• What the exercise asks: Please output the data below exactly as given, starting at its first line and stopping after the line that contains "## 📝 Summary".

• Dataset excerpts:
PR #10617, opened 2026-08-20
fix(dataframes): generated filter code should match the widget for the literal `contains` operator

winklemad:

## 📝 Summary

The dataframe transform code printer emits an unflagged `.str.contains(value)` for the literal `contains` filter operator, so the code marimo shows (and that the user copies out of the notebook) evaluates the search string as a **regex**, while the handler that actually filters the displayed table passes `literal=True`.

The result is that the generated code silently returns different rows than the widget displays, and raises outright on an unbalanced metacharacter.

**This does not affect the widget's own filtering** — `NarwhalsTransformHandler._evaluate_condition` (`handlers.py:268-270`) is correct. The defect is purely printed-code vs. handler divergence.

Two sites, fixed together:

| Backend | Line | Emitted before | Default | Now |
| --- | --- | --- | --- | --- |
| pandas | `print_code.py:52` | `df[col].str.contains(value)` | `Series.str.contains` defaults `regex=True` | `regex=False` |
| polars | `print_code.py:320` | `pl.col(c).str.contains(value)` | `Expr.str.contains` defaults `literal=False` | `literal=True` |

**Reproduction** (rows `["abc", "a.c", "f(x)", "zzz"]`):

- value `a.c` — handler keeps `["a.c"]`; the printed pandas/polars code keeps `["abc", "a.c"]`.
- value `(` — handler keeps `["f(x)"]`; the printed pandas code raises `pyarrow.lib.ArrowInvalid: Invalid regular expression: missing )`, and the printed polars code raises `ComputeError: regex parse error ... unclosed group`.

**Why literal is the intended behavior here** (not a judgement call):

1. The `regex` operator immediately below each of these two branches already passes the flag explicitly — `regex=True` for pandas (line 54), `literal=False` for polars (line 322). `contains` and `regex` are separate operators precisely so that one is literal and one is not.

• Output of the task:
PR #10617, opened 2026-08-20
fix(dataframes): generated filter code should match the widget for the literal `contains` operator

winklemad:

## 📝 Summary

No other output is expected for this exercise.